According to Kara, “there is a direct line of causality between the public exposure of the Zorg murders and the first movement to abolish slavery in England.” Just twelve days after the trial, an anonymous letter appeared in a widely read English newspaper. The author, who claimed to have been present the court proceedings, argued compellingly against slavery, citing the Zorg case as a prime example of its brutality. Olaudah Equiano read the letter and brought it to the abolitionist Granville Sharp, who petitioned for a new trial. At the following hearing, the events on the Zorg were examined in meticulous detail, precisely what the abolitionists had hoped for.

A Sustained Campaign

In the spring of 1787, the initial group of the Society for Effecting the Abolition of the Slave Trade convened.
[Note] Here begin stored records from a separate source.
PR #1486, opened 2019-12-16
(bug-fix) Gate key change in JSON formatted output on future

lucywyman:
We introduced a breaking change to JSON formatted output without gating
it on future. This restores the previous keys in the JSON output if
`future` is not configured.


lucywyman:
Yeah that was exactly my thinking - we'll be removing `$future` in the first week or two of the new year, so I optimized for ease of deletion :)

PR #1494, opened 2019-12-17
(maint) Remove plan_executor POC code

donoghuc:
Given the plan executor was implemented in Clojure/JRuby in the orchestrator repo, this POC code is no longer used. This commit removes it.


lucywyman:
I think this can also probably remove `./spec/fixtures/plan_executor` and `./config/plan_executor_config.rb`

Issue #1491, opened 2019-12-16
Add deprecation warning for bolt-inventory-pdb


lucywyman:
## Use Case
We are dropping support for inventory version 1 with Bolt 2.0, and don't plan to support the `bolt-inventory-pdb` command moving forward. Users can use the PuppetDB inventory plugin instead, and use `bolt project migrate` to migrate an existing (static) inventory to V2.

Issue #1464, opened 2019-12-04
Update inventory file and plugins docs


beechtom:
## Describe the Change You Would Like
Currently, most of the information for how to write an inventory file is located on the [Inventory file v1](https://puppet.com/docs/bolt/latest/inventory_file.html) page. The [Inventory file v2](https://puppet.com/docs/bolt/latest/inventory_file_v2.html) page does not have similar information that shows examples of a version 2 inventory with a list of available fields. Additionally, the v2 page has information about creating and managing targets in a plan, which is not related to the inventory file itself.

The Inventory File v2 page should be rewritten to include the following content:
- [x] List of available fields
- [x] Examples of a v2 file
- [x] A simple example of using a plugin, with a link to a plugins reference page
- [x] How to migrate from a v1 file to a v2 file (e.g. manually changing fields or using `project migrate`
- [x] How reference plugins work

For now, this should be 1 page, and can be broken up during PR review

## Questions

* Should the v1 page also be updated, or should this be left as-is? We can mark the V1 page as deprecated (maybe rename to Legacy inventory file)

PR #1496, opened 2019-12-17
(GH-1491) Add deprecation message for bolt-inventory-pdb

beechtom:
This adds a deprecation message to the `bolt-inventory-pdb` command
warning users about support for the command and inventory file v1 being
dropped in the future.

This change should be shipped with the planned changes to the inventory docs: #1464

### DIFF
--- a/CHANGELOG.md
+++ b/CHANGELOG.md
@@ -2,6 +2,10 @@
 
 ## Bolt Next
 
+### Deprecations
+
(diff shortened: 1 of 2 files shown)


CHANGELOG.md
```diff
@@ -2,6 +2,10 @@
 
 ## Bolt Next
 
+### Deprecations
+
+* **WARNING**: Support for the `bolt-inventory-pdb` command will be dropped in the near future. Users can use the `puppetdb` plugin with a v2 inventory file to lookup targets from PuppetDB.
```
```suggestion
* **Support for the `bolt-inventory-pdb` command will be dropped in Bolt 2.0**. Users can use the [puppetdb inventory plugin](https://puppet.com/docs/bolt/latest/using_plugins.html#puppetdb) with a v2 inventory file to lookup targets from PuppetDB.
```

PR #1497, opened 2019-12-17
(GH-1480) Add deprecation message for v1 inventory files

### LINKED ISSUE #1480: Add deprecation warning about Inventory v1
We should add a deprecation warning when we detect users are using inventory version 1, stating that support for v1 will be dropped and that the v2 inventory will be the default. Include the command to convert v1 to v2.

This change should be shipped with the planned changes to the inventory docs: #1464

beechtom:
This adds a deprecation message for when a v1 inventory file is loaded
and how to migrate to a v2 inventory file.

This change should be shipped with the planned changes to the inventory docs: #1464

Closes #1480

### DIFF
--- a/CHANGELOG.md
+++ b/CHANGELOG.md
@@ -6,6 +6,8 @@
 
 * **Support for the `bolt-inventory-pdb` command will be dropped in Bolt 2.0.** Users can use the [puppetdb inventory plugin](https://puppet.com/docs/bolt/latest/using_plugins.html#puppetdb) with a v2 inventory file to lookup targets from PuppetDB.
 
+* **Support for the v1 inventory files will be dropped in Bolt 2.0.** Inventory files [can be migrated](https://puppet.com/docs/bolt/latest/migrating_inventory_files.html) automatically using the `bolt project migrate` command.
+
 ### New features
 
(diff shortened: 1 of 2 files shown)


CHANGELOG.md
```diff
@@ -2,6 +2,10 @@
 
 ## Bolt Next
 
+### Deprecations
+
+* **Support for the v1 inventory files will be dropped in Bolt 2.0.** Inventory files [can be migrated](https://puppet.com/docs/bolt/latest/migrating_inventory_files.html) manually or automatically using the `bolt project migrate` command.
```
```suggestion
* **Support for the v1 inventory files will be dropped in Bolt 2.0.** Inventory files [can be migrated](https://puppet.com/docs/bolt/latest/migrating_inventory_files.html) automatically using the `bolt project migrate` command.
```

spec/bolt/applicator_spec.rb
```diff
@@ -7,11 +7,14 @@
 require 'bolt/pal'
 require 'bolt/puppetdb'
 require 'bolt/target'
+require 'bolt/plugin'
```
lucywyman: I think these changes are here by accident

PR #1501, opened 2019-12-18
(GH-1481) Add deprecation message for Target.new(<uri>, <options>)

### LINKED ISSUE #1481: Print deprecation warning for Target.new(<uri>, <options>)
With 2.0 Bolt will only support `Target.new` from plans with a uri specified - the options parameter will no longer be available. We should include a deprecation warning when users try to call Target.new with an options parameter.

beechtom:
This adds a deprecation message for when `Target.new(<uri>, <options>)`
is used in a plan. It also notifies the user to use `Target.new(<uri>)`
instead.

Closes #1481

### DIFF
--- a/CHANGELOG.md
+++ b/CHANGELOG.md
@@ -24,6 +24,8 @@
 
 * **Support for the v1 inventory files will be dropped in Bolt 2.0.** Inventory files [can be migrated](https://puppet.com/docs/bolt/latest/migrating_inventory_files.html) automatically using the `bolt project migrate` command.
 
+* **Support for plan method `Target.new(<uri>, <options>)` will be dropped in Bolt 2.0.** The plan method `Target.new(<options>)`, where `options` is a hash of target data and config, should be used instead. See [the docs](https://puppet.com/docs/bolt/latest/writing_plans.html#creating-target-objects) for more information and examples.
+
 ### New features
 
 * **Packages for Fedora 31** ([#1373](https://github.com/puppetlabs/bolt/issues/1373))
--- a/CHANGELOG.md
+++ b/CHANGELOG.md
@@ -8,6 +8,16 @@
   deprecated in version 1.35 in favor of the `puppet_agent` plugin, and is now removed. The plugins
   have the exact same behavior.
 
+* **Support for plan method `Target.new(<uri>, <options>)` will be dropped in Bolt 2.0.** Use 
+  `Target.new(<config>)`, where `config` is a hash with the same structure used to define targets in 
+  the inventory V2 file. See [the docs](https://puppet.com/docs/bolt/latest/writing_plans.html#creating-target-objects) 
+  for more information and examples.
+
+* **Support for `options` key in the hash parameter for `Target.new()` plan function will be dropped in Bolt 2.0.** Use 
+  `Target.new(<config>)`, where `config` is a hash with the same structure used to define targets in 
+  the inventory V2 file. See [the docs](https://puppet.com/docs/bolt/latest/writing_plans.html#creating-target-objects) 
+  for more information and examples.
+
 ### Bug fixes
 
 * **SSH commands will run from the home directory of the run-as user, not the connected user** ([#1518](https://github.com/puppetlabs/bolt/pull/1518))
@@ -23,8 +33,6 @@
 * **Support for the `bolt-inventory-pdb` command will be dropped in Bolt 2.0.** Users can use the [puppetdb inventory plugin](https://puppet.com/docs/bolt/latest/using_plugins.html#puppetdb) with a v2 inventory file to lookup targets from PuppetDB.
 
 * **Support for the v1 inventory files will be dropped in Bolt 2.0.** Inventory files [can be migrated](https://puppet.com/docs/bolt/latest/migrating_inventory_files.html) automatically using the `bolt project migrate` command.
-
-* **Support for plan method `Target.new(<uri>, <options>)` will be dropped in Bolt 2.0.** The plan method `Target.new(<options>)`, where `options` is a hash of target data and config, should be used instead. See [the docs](https://puppet.com/docs/bolt/latest/writing_plans.html#creating-target-objects) for more information and examples.
 
 ### New features
 
--- a/lib/bolt/inventory.rb
+++ b/lib/bolt/inventory.rb
@@ -72,7 +72,8 @@ module Bolt
       end
     end
 
-    attr_reader :plugins, :config
+    attr_reader :plugins, :config, :logger
+    attr_accessor :hash_deprecation_issued, :args_deprecation_issued
 
     def initialize(data, config = nil, plugins: nil, target_vars: {},
                    target_facts: {}, target_features: {}, target_plugin_hooks: {})
--- a/lib/bolt/inventory.rb
+++ b/lib/bolt/inventory.rb
@@ -435,5 +435,17 @@ module Bolt
       @target_plugin_hooks.delete(target.name)
     end
     private :invalidate_group_cache!
+
+    # Logs deprecation warning for Target.new(<uri>, <options>)
+    def target_deprecation
+      return if @deprecation_issued
+
+      @deprecation_issued = true
+      msg = <<~MSG
+        Deprecation Warning: Starting with Bolt 2.0, 'Target.new(<uri>, <options>)' will no
+        longer be supported. Use 'Target.new(<options>)' instead.
+      MSG
+      @logger.warn(msg)
+    end
   end
 end
--- a/lib/bolt/inventory.rb
+++ b/lib/bolt/inventory.rb
@@ -72,8 +72,7 @@ module Bolt
       end
     end
 
-    attr_reader :plugins, :config, :logger
-    attr_accessor :hash_deprecation_issued, :args_deprecation_issued
+    attr_reader :plugins, :config
 
     def initialize(data, config = nil, plugins: nil, target_vars: {},
                    target_facts: {}, target_features: {}, target_plugin_hooks: {})
@@ -435,17 +434,5 @@ module Bolt
       @target_plugin_hooks.delete(target.name)
     end
     private :invalidate_group_cache!
-
-    # Logs deprecation warning for Target.new(<uri>, <options>)
-    def target_deprecation
-      return if @deprecation_issued
-
-      @deprecation_issued = true
-      msg = <<~MSG
-        Deprecation Warning: Starting with Bolt 2.0, 'Target.new(<uri>, <options>)' will no
-        longer be supported. Use 'Target.new(<options>)' instead.
-      MSG
-      @logger.warn(msg)
-    end
   end
 end
--- a/lib/bolt/target.rb
+++ b/lib/bolt/target.rb
@@ -157,34 +157,32 @@ module Bolt
 
     # Satisfies the Puppet datatypes API
     def self.from_asserted_hash(hash)
-      inv = Puppet.lookup(:bolt_inventory)
-
-      if hash['uri'] && hash['options'] && inv.hash_deprecation_issued.nil?
-        inv.hash_deprecation_issued = true
+      if hash['uri'] && hash['options']
+        logger = Logging.logger[self]
         msg = <<~MSG
-          Deprecation Warning: Starting with Bolt 2.0, using 'Target.new' with an 'options' hash key will no
-          will no longer be supported. Use 'Target.new(<config>)', where 'config' is a hash with the same
-          structure used to define targets in the inventory V2 file. For more information see 
-          https://puppet.com/docs/bolt/latest/writing_plans.html#creating-target-objects
+          #{Puppet::Pops::PuppetStack.top_of_stack.join(':')}
+            Deprecation Warning: Starting with Bolt 2.0, using 'Target.new' with an 'options' hash key will no
+            will no longer be supported. Use 'Target.new(<config>)', where 'config' is a hash with the same
+            structure used to define targets in the inventory V2 file. For more information see
+            https://puppet.com/docs/bolt/latest/writing_plans.html#creating-target-objects
         MSG
-        inv.logger.warn(msg)
+        logger.warn(msg)
       end
-      
+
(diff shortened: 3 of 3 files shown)


lib/bolt/target.rb
```diff
@@ -157,6 +157,7 @@ class Target
 
     # Satisfies the Puppet datatypes API
     def self.from_asserted_hash(hash)
+      Puppet.lookup(:bolt_inventory).deprecation
```
donoghuc: I think you will need a `from_asserted_args` to capture what you want. This will only warn on `Target.new({'uri'=>'foo','options'=>{...}})` not `Target.new('foo', {...})`.

beechtom: I'm not sure I follow. Why would I add a method only to add a deprecation method to it? My misunderstanding is probably coming from the lack of documentation around Target.new(<uri>, <options>)..

donoghuc: I think the only way to throw the message you want is to add the `from_asserted_args` class method. Otherwise you will never be able determine if a new target is instantiated with `Target.new('foo', {...})`. Try this plan:
```
  Target.new('foo')
  Target.new('bar', {'host-key-check' => 'false'})
  Target.new({'uri' => 'baz', 'options' => {'host-key-check' => 'false'}})
```
The one you want to add a deprecation warning for is the second one (and maybe the third one?) currently i think it will only warn on the second one.

lucywyman: I *think* puppet will actually just call `.new` if `from_asserted_args` isn't defined https://github.com/puppetlabs/puppet/blob/master/lib/puppet/pops/types/p_object_type.rb#L520 Puppet uses `from_asserted_hash` and `from_asserted_args` to create datatypes by passing arguments from your `Target.new` call to the datatypes implementation class instantiator. Target is a datatype and `target.rb` has it's implementation classes. `from_asserted_hash` is called when `Target.new({'uri' => 'foo', 'options' => { ... }})` is called (like Cas said), but if you pass the attributes as arguments instead of as a hash then theoretically `from_asserted_args` is called with the arguments you passed it. The part that's confusing is that this API isn't really documented (that I can find...), this is pretty much from https://github.com/puppetlabs/puppet/blob/master/lib/puppet/pops/types/p_object_type.rb

lucywyman: Confirmed that `from_asserted_args` isn't called if it's not defined, it just calls `.new` with the arguments. So 
```
plan test::foo() {
  return Target.new('localhost', { 'name' => 'name' })
}
```
with a V1 inventory just calls `initialize`. I think you just need to add the deprecation call there as well

beechtom: I think if the intent is for only `Target.new('foo')` to be valid it makes sense to add a deprecation warning for both the second and third options. Updated to add `from_asserted_args`.

donoghuc: I dont know what to think of warning on the third one. I see `Target.new({...})` as being basically the whole point of the target (2) API. Specifically I think the *only* reason to use Target.new is to be able to set each part of the target you care about in the initialization.

lucywyman: `Target.new({'uri' => 'foo'})` is still valid as long as it doesn't have the options hash. That will still work with a V2 inventory. `Target.new({'uri' => 'foo', 'options' => { ... }})` should raise the warning and `Target.new('uri', { ... })` should also raise the warning.

donoghuc: Yeah that makes sense to me ^^. Whole sale warning on Target.new({..}) is bad, but if there is `uri`, and `options` keys that makes sense to warn on.

lucywyman: Yeah, I don't think we should warn on the third one - that will still work with Inventory v2. The intention here is to make sure that plans are compatible with Inventory v2, so any target calls that behave the same between inventory versions 1 and 2 should not raise a warning.

beechtom: Updated to warn on `Target.new(uri, {})` and `Target.new('uri' => ..., 'options' => ...)`.

lucywyman: @donoghuc Sorry I thought we might actually accept an `options` key in that hash, but confirmed we don't :) So yeah, `Target.new({ 'uri' => 'foo'})` should not warn, `Target.new({ 'uri' => 'foo', 'options' => { ... })` should.

donoghuc: wait really? https://github.com/puppetlabs/bolt/blob/a67b8013dd9121276217a8ab61ef675957262800/lib/bolt/target.rb#L160 looks like options is fine?

lucywyman: Sorry, I meant in Inventory 2! I thought we might still support `options` key in inventory 2, but confirmed we don't. that's why I deleted my earlier comment :P Either way seems like Tom implemented the right behavior.

donoghuc: ahh, that makes sense! yeah good riddence `options`. :)

CHANGELOG.md
```diff
@@ -2,6 +2,10 @@
 
 ## Bolt NEXT
 
+### Deprecations
+
+* **WARNING**: Support for plan method `Target.new(<uri>, <options>)` will be dropped in the near future. The plan method `Target.new(<uri>)` should be used instead.
```
lucywyman: I think we want users to use an options hash, like `Target.new('uri' => <uri>, 'config' => { 'ssh' => { 'port' => '23' } })`

CHANGELOG.md
```diff
@@ -1,5 +1,11 @@
 # Changelog
 
+## Bolt Next
+
+### Deprecations
+
+* **WARNING**: Support for plan method `Target.new(<uri>, <options>)` will be dropped in the near future. The plan method `Target.new(<options>)`, where `options` is a hash of target data and config, should be used instead.
```
lucywyman: Ok, I think the best approach is to wait until #1522 is merged and do "Use `Target.new(<options>)`, where `options` is a hash of target data and config, instead. See [the docs](link-to-writing-plans-page) for more information and examples.

lib/bolt/target.rb
```diff
@@ -157,9 +157,15 @@ class Target
 
     # Satisfies the Puppet datatypes API
     def self.from_asserted_hash(hash)
+      Puppet.lookup(:bolt_inventory).target_deprecation if hash['uri'] && hash['options']
```
lucywyman: I think this actually needs to raise a different error message. This is raised when
```
Target.new({ 'uri' => 'foo', 'options' => { 'port' => '22' } })
```
Which is still not going to be valid in Bolt 2.0 because we don't support the 'options' key anymore. This needs a different message saying that the 'options' hash key has been deprecated in favor of 'config'.

CHANGELOG.md
```diff
@@ -8,6 +8,8 @@
 
 * **Support for the v1 inventory files will be dropped in Bolt 2.0.** Inventory files [can be migrated](https://puppet.com/docs/bolt/latest/migrating_inventory_files.html) automatically using the `bolt project migrate` command.
 
+* **Support for plan method `Target.new(<uri>, <options>)` will be dropped in Bolt 2.0.** The plan method `Target.new(<options>)`, where `options` is a hash of target data and config, should be used instead. See [the docs](https://puppet.com/docs/bolt/latest/writing_plans.html#creating-target-objects) for more information and examples.
```
```suggestion
* **Support for plan method `Target.new(<uri>, <options>)` will be dropped in Bolt 2.0.** Use `Target.new(<options>)`, where `options` is a hash with the same structure used to define targets in the inventory V2 file. See [the docs](https://puppet.com/docs/bolt/latest/writing_plans.html#creating-target-objects) for more information and examples.
```

lib/bolt/inventory.rb
```diff
@@ -434,5 +434,17 @@ def invalidate_group_cache!(target)
...
     private :invalidate_group_cache!
+
+    # Logs deprecation warning for Target.new(<uri>, <options>)
+    def target_deprecation
+      return if @deprecation_issued
+
+      @deprecation_issued = true
+      msg = <<~MSG
+        Deprecation Warning: Starting with Bolt 2.0, 'Target.new(<uri>, <options>)' will no
+        longer be supported. Use 'Target.new(<options>)' instead.
```
lucywyman:
```suggestion
        longer be supported. Use `Target.new(<options>)`, where `options` is a hash with the same structure used to define targets in the inventory V2 file. See https://puppet.com/docs/bolt/latest/writing_plans.html#creating-target-objects for more information.
```

lib/bolt/inventory.rb
```diff
@@ -434,5 +434,17 @@ def invalidate_group_cache!(target)
       @target_plugin_hooks.delete(target.name)
     end
     private :invalidate_group_cache!
+
+    # Logs deprecation warning for Target.new(<uri>, <options>)
+    def target_deprecation
```
lucywyman: The inventory here is actually just keeping track of whether we've already printed a deprecation message or not. I think it makes more sense to have the deprecation messages be defined where they're called, since the message is distinct for each case, and to track if they've been printed as class variables on the inventory class. `args_deprecation_issued` and `hash_deprecation_issued` or something, that are set to false in the inventory initialization and are in `attr_accessor` to be read and reset in the target class.

lib/bolt/inventory.rb
nicklewis: We should check `Puppet::Pops::PuppetStack.top_of_stack` to give the file and line number where the warning happened. If we do that, it might be reasonable to issue the warning each time it happens.

CHANGELOG.md
```diff
@@ -4,17 +4,15 @@
...
+* **Support for plan method `Target.new(<uri>, <options>)` will be dropped in Bolt 2.0.** Use `Target.new(<config>)`, where `config` is a hash with the same structure used to define targets in the inventory V2 file. See [the docs](https://puppet.com/docs/bolt/latest/writing_plans.html#creating-target-objects) for more information and examples.
 
 ### Bug fixes
 
 * **SSH commands will run from the home directory of the run-as user, not the connected user** ([#1518](https://github.com/puppetlabs/bolt/pull/1518))
 
-  Connecting via SSH and then switching users will now run as though it had
-  connected as the new user in the first place, using that user's home
-  directory as the working directory.
+  Connecting via SSH and then switching users will now run as though it had connected as the new user in the first place, using that user's home directory as the working directory.
```
lucywyman: We (Heston, Alex, and I at least) prefer these stay broken over multiple lines. It makes git diffs easier to read and editing easier.

CHANGELOG.md
```diff
@@ -24,6 +22,8 @@
 
 * **Support for the v1 inventory files will be dropped in Bolt 2.0.** Inventory files [can be migrated](https://puppet.com/docs/bolt/latest/migrating_inventory_files.html) automatically using the `bolt project migrate` command.
 
+* **Support for plan method `Target.new(<uri>, <options>)` will be dropped in Bolt 2.0.** Use `Target.new(<options>)`, where `options` is a hash with the same structure used to define targets in the inventory V2 file. See [the docs](https://puppet.com/docs/bolt/latest/writing_plans.html#creating-target-objects) for more information and examples.
```
lucywyman: This is a duplicate

CHANGELOG.md
```diff
@@ -4,17 +4,15 @@
 
 ### Deprecations and removals
 
-* **The install_agent plugin has been officially removed.** The `install_agent` plugin was
-  deprecated in version 1.35 in favor of the `puppet_agent` plugin, and is now removed. The plugins
-  have the exact same behavior.
+* **The install_agent plugin has been officially removed.** The `install_agent` plugin was deprecated in version 1.35 in favor of the `puppet_agent` plugin, and is now removed. The plugins have the exact same behavior.
+
+* **Support for plan method `Target.new(<uri>, <options>)` will be dropped in Bolt 2.0.** Use `Target.new(<config>)`, where `config` is a hash with the same structure used to define targets in the inventory V2 file. See [the docs](https://puppet.com/docs/bolt/latest/writing_plans.html#creating-target-objects) for more information and examples.
```
lucywyman: This still needs an additional deprecation notice for the `options` hash key for `Target.new()`.

CHANGELOG.md
```diff
@@ -8,14 +8,24 @@
...
+
 ### Bug fixes
 
 * **SSH commands will run from the home directory of the run-as user, not the connected user** ([#1518](https://github.com/puppetlabs/bolt/pull/1518))
 
   Connecting via SSH and then switching users will now run as though it had
   connected as the new user in the first place, using that user's home
   directory as the working directory.
-
+
```
lucywyman: Woops, extra space

lib/bolt/target.rb
```diff
@@ -157,9 +157,39 @@ class Target
 
     # Satisfies the Puppet datatypes API
     def self.from_asserted_hash(hash)
+      inv = Puppet.lookup(:bolt_inventory)
```
lucywyman: We should be able to instantiate a logger here and use that instead of having to pull in the inventory.
```
logger = Logging.logger[self]
...
logger.warn("...")
```

lib/bolt/inventory.rb
```diff
@@ -72,7 +72,7 @@ def self.create_version(data, config, plugins)
       end
     end
 
-    attr_reader :plugins, :config
+    attr_reader :plugins, :config, :logger
```
lucywyman: We can remove this if we just make a logger in the target itself.

CHANGELOG.md
```diff
@@ -8,6 +8,16 @@
   deprecated in version 1.35 in favor of the `puppet_agent` plugin, and is now removed. The plugins
   have the exact same behavior.
 
+* **Support for plan method `Target.new(<uri>, <options>)` will be dropped in Bolt 2.0.** Use 
+  `Target.new(<config>)`, where `config` is a hash with the same structure used to define targets in 
+  the inventory V2 file. See [the docs](https://puppet.com/docs/bolt/latest/writing_plans.html#creating-target-objects) 
+  for more information and examples.
+
+* **Support for plan method `Target.new` with an `options` hash key will be dropped in Bolt 2.0.** Use
```
```suggestion
* **Support for `options` key in the hash parameter for `Target.new()` plan function will be dropped ** Use 
```

PR #1502, opened 2019-12-18
(GH-1504) Do not try to expand a file path when ssh private-key key-data is specified

donoghuc:
When attempting to expand paths in config, only do so for the `ssh` transport setting `private-key` when it is not a `Hash` (indicating that `key-data` is being used.).

Closes https://github.com/puppetlabs/bolt/issues/1504

### DIFF
--- a/lib/bolt/config.rb
+++ b/lib/bolt/config.rb
@@ -223,7 +223,7 @@ module Bolt
           if @future
             to_expand = %w[private-key cacert token-file] & selected.keys
             to_expand.each do |opt|
-              selected[opt] = File.expand_path(selected[opt], @boltdir.path) if opt.is_a?(String)
+              selected[opt] = File.expand_path(selected[opt], @boltdir.path) if selected[opt].is_a?(String)
             end
           end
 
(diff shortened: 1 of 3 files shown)


donoghuc:
TODO: Make GH issue, write test, fix commit message.

lib/bolt/config.rb
```diff
@@ -223,7 +223,7 @@ def update_transports(data)
           if @future
             to_expand = %w[private-key cacert token-file] & selected.keys
             to_expand.each do |opt|
-              selected[opt] = File.expand_path(selected[opt], @boltdir.path) if opt.is_a?(String)
+              selected[opt] = File.expand_path(selected[opt], @boltdir.path) if selected[opt].is_a?(String)
             end
```
donoghuc: Is it possible for opt not to be a string? I couldn't tell if this was a typo or if there is actually a case where it is not a string.

lucywyman: I don't think so, because those are the config keys not the values. It looks like this was introduced in https://github.com/puppetlabs/bolt/commit/871e92d52dca54eedb3d5f87900cc054dcb9f7fd and is definitely a bug. Thanks Cas!

PR #1503, opened 2019-12-18
(PE-27794) add a puma status endpoint

tkishel:
With this commit, a puma status endpoint is added to our app.
(We already implement the gc_stats endpoint.)

Since this endpoint is served by our app, there will always be one
thread in use in the result: that thread is the status request itself.

This is not true with the default puma status endpoint,
as it runs within a separate server ... as per puma/lib/puma/runner.rb.

### DIFF
--- a/lib/bolt_server/transport_app.rb
+++ b/lib/bolt_server/transport_app.rb
@@ -188,6 +188,11 @@ module BoltServer
       [200, GC.stat.to_json]
     end
 
+    get '/admin/status' do
+      stats = Puma.stats
+      [200, stats.is_a?(Hash) ? stats.to_json : stats]
+    end
+
     get '/500_error' do
       raise 'Unexpected error'
     end


lib/bolt_server/transport_app.rb
```diff
@@ -188,6 +188,11 @@ def run_script(target, body)
       [200, GC.stat.to_json]
     end
 
+    get '/admin/status' do
+      stats = Puma.stats
```
donoghuc: This seems much simpler! I'm not sure I follow what you mean by the threading part... Also tests are not liking this constant. Might need a require or to fully qualify this.

tkishel: The default status app is started here:

https://github.com/puma/puma/blob/master/lib/puma/runner.rb#L49

Its "out of band" as in it has its own thread pool (from ace or bolt) ... limited to 1 thread.

donoghuc:
Is this not possible to test?

lib/bolt_server/transport_app.rb
tkishel: I noticed that we don't test the other (`/admin/gc_stat`) stat endpoint:

https://github.com/puppetlabs/bolt/blob/master/lib/bolt_server/transport_app.rb#L187

And `stats` is tested in puma:

https://github.com/puma/puma/blob/master/test/test_app_status.rb

Rather than a `require` I think I would have to mock `Puma.stats` resulting in a test that just checks this:

```
stats.is_a?(Hash) ? stats.to_json : stats
```

Possibly we do not have to test `/admin/status`, since we don't test `/admin/gc_stat` ? 

Here is a real test in Vagrant:

```
[root@pe-201921-master-ha ~]# curl https://$(puppet config print server):62658/admin/status --cacert /etc/puppetlabs/puppet/ssl/certs/ca.pem --cert /etc/puppetlabs/puppet/ssl/certs/$(puppet config print certname).pem --key /etc/puppetlabs/puppet/ssl/private_keys/$(puppet config print certname).pem
{ "backlog": 0, "running": 1, "pool_capacity": 99, "max_threads": 100 }
```

tkishel:
This - was - my spec test:

```
  it 'responds to status endpoint with Puma.stats' do
    get '/admin/stats'
    expect(last_response).to be_ok
    result = JSON.parse(last_response.body)
    expect(result).to have_key('max_threads')
  end
```

tkishel:
> Is this not possible to test?

`Puma.stats` is valid in:

```
[root@pe-201921-master-ha ~]# grep -A2 -B1 Puma /opt/puppetlabs/server/apps/bolt-server/lib/ruby/gems/bolt-1.33.0/lib/bolt_server/transport_app.rb
    get '/admin/status' do
      stats = Puma.stats
      [200, stats.is_a?(Hash) ? stats.to_json : stats]
    end
```

```
[root@pe-201921-master-ha ~]# curl https://$(puppet config print server):62658/admin/status --cacert /etc/puppetlabs/puppet/ssl/certs/ca.pem --cert /etc/puppetlabs/puppet/ssl/certs/$(puppet config print certname).pem --key /etc/puppetlabs/puppet/ssl/private_keys/$(puppet config print certname).pem
{ "backlog": 0, "running": 1, "pool_capacity": 99, "max_threads": 100 }
```

But I have not been able to resolve this error in the spec test:

```
uninitialized constant BoltServer::TransportApp::Puma
```

🤷‍♂️

donoghuc:
I saw the original spec test failure, but then it started passing in Travis? What did you change? Is it failing locally for you?

donoghuc:
Oh I see you marked the test as pending.

donoghuc:
I think we can just delete the test. Our tests cover the sinatra app. Not the puma server. So there is no puma instance https://github.com/puma/puma/blob/1bec245b631baf7e02f18ce2412dc9cca331b6cc/lib/puma.rb#L23 which is where the stats method is failing in the tests.

tkishel:
That's what I was thinking ... since `Puma.stats` is tested in Puma, and we chose not to test `/admin/gc_stat` which similarly calls the unqualified `GC.stat`.

donoghuc:
Even if Puma resolves correctly there I think (which maybe we should `require 'puma'` in the transport_app, it will still fail. GC works because that is just a ruby thing. So i think just delete the spec test. YOLO.

tkishel:
YOLO! Will delete that commit now ...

Over the subsequent years, they wrote letters, made speeches, organized campaigns, and meticulously documented the particulars of the slave trade. “Their efforts,” Kara writes, “would lay a blueprint for the pursuit of social justice.” After years of setbacks, the Act for the Abolition of the Slave Trade was enacted in 1807.

A Lasting Legacy

The debate over who or what deserves credit for abolition remains a matter of debate. The Zorg's influence, however, is visibly evident in J.M.W. Turner's famous painting, The Slave Ship, which was inspired by the events of 1781. While slavery has been widespread in human history, its abolition following a prolonged public movement was unprecedented, serving as an affirmation to the power of moral courage, the pen, and relentless determination.

Kara's Narrative Method

Unlike his previous books—such as the Pulitzer finalist Cobalt Red—Kara has had to fill in certain gaps in the historical record. Consequently, imaginative flourishes sit awkwardly next to scrupulously factual accounts, giving the book a slightly chimeric feel. Part thriller and part historical analysis, The Zorg nevertheless manages to illuminating one of history's darkest chapters, using compelling prose and documented fact to assemble a portrait that haunts the reader well after the final page.

David Mitchell
David Mitchell

Elara is a seasoned gaming enthusiast with over a decade of experience in reviewing online casinos and sharing winning strategies.